Familiarity with my "Arithmetic with Limited Exponentiation" posting
(Nov 21, 2015) is not required. A good background can be found in
"Interpretability in Robinson's Q" in the Bulletin of Symbolic Logic.
== The Theory and its Extensions ==
The theory will have 4 types:
* unary numbers, as in physical sizes; this type is used for convenience
and intuitive appeal; n is unary iff 2^n exists as binary
* binary numbers, as in digital data; below, by numbers we will mean
binary numbers
* functions: map numbers into numbers
* operators: map functions into functions.
Notes:
* Many Pi^0_2 number theory theorems will need to weakened as: For every
unary number there is a binary number such that the bounded-quantifier
relation holds.
* One can add additional types of numbers, such as small numbers (say n
is small iff 2^n exists as unary), and additional types of operators,
such as hyperoperators (mapping operators into operators).
* Because pairing will be codable, arity of functions and operators does
not matter.
* Equality is primitive only for numbers. f=g means A.n f(n)=g(n), so
f=g is not a bounded quantifier formula.
* The language is very expressive.
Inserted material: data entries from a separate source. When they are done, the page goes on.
PR #218, opened 2021-12-23
batch transfer fix, medias, logs errors, timings

bennycio:
Changes:

- **Changed** batch transfer event processing to use block number and therefore be included throughout the indexer process
- **Changed** batch transfer and single transfer event processing to use `go-ethereum`'s `abi` package for parsing the data field of a log so we don't have to manually parse it
- **Added** media retrieval for NFTs that are owned by gallery users
- **Added** error checking for logs

TODO:

- [x] handle the possibility of a `balanceOf` error for ERC-1155 contracts
- [x] check the error returned for getting token URI, get metadata, get media, and get contract metadata to determine if it is worth retrying on the fly later on or if the information we are trying to retrieve will never be available (for example, an API is permanently offline and the NFT metadata won't ever be accessible)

For example, under the
set-theoretical interpretation, the Continuum Hypothesis is equivalent to
E.F A.f,g E.n F(n,f)=g or F(n,g)=f (n is a natural number and f and g
are functions)
Define mu(x<n:phi(x)) as the least number x<n such that phi(x) holds,
and 0 if there is no such number. E. and A. stand for existential and
universal quantifier respectively.
Axioms:
1. Basic arithmetical axioms. Include constants 0 and 1, and functions
'+', '*', and x->x^len(x) (len is bit length; len(x) = floor(lg x)+1,
except that len(0)=0).
2. Induction for bounded quantifier formulas. Equivalently, A.f (A.n
f(n)=f(n+1) ==> A.n f(n)=f(0)).
3. Bounded collection: A.m E.n f(m,n)=1 ==> A.m E.n A.m'<m E.n'<n
f(m',n')=1
4. Extensionality: F(f)(m) != F(g)(m) ==> E.n f(n) != g(n)
5. Bounded quantifier comprehension:
a. functions: E.f f(x) = mu(y<T(x):phi(x,y)) (T is a term; T and
phi do not use f)
b. operators: E.F A.f F(f)(x) = mu(y<T(x):phi(x,y,f)) (T is a
term; T and phi do not use F)
where phi is a bounded quantifier formula
- each numeric quantifier is in the form A.z<S or E.z<S where S is a
term that does not use z.
- each function quantifier is in the form 5a (i.e. one can use
bounded minimization to define new functions).
- each operator quantifier is in the form 5b.
Notes:
* Per convention, the axioms are open formulas that are assumed to be
universally quantified.
* Bounded quantifier formulas appear very expressive: They can use
functions and operators, and have quantifiers of the form E.n<f(m) (and
E.n<F(f)(m) and so on), and even use mu to get new functions as input to
operators.
* To get a theory that corresponds to polynomial time computation, treat
quantification over binary numbers as unbounded, limit comprehension to
polynomial time comprehension, and change induction to induction over
unary numbers on (relativized) NP predicates.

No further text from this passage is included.